→ Exercise details: A single number is required: the count of lines in the following entries that include the word "access".

○ ○ ○ ○ ○ ○ ○

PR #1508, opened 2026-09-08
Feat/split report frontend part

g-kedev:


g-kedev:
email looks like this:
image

○ ○ ○ ○ ○ ○ ○

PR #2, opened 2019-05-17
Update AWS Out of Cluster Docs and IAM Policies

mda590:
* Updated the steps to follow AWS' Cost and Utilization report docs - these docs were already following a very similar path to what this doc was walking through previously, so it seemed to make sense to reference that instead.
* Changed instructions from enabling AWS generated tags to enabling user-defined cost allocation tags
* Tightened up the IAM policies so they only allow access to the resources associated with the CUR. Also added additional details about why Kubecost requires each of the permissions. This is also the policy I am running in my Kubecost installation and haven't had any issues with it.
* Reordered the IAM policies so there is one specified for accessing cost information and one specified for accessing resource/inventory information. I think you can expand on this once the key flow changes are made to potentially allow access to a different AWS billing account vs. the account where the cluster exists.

○ ○ ○ ○ ○ ○ ○

→ Solution to the exercise: 2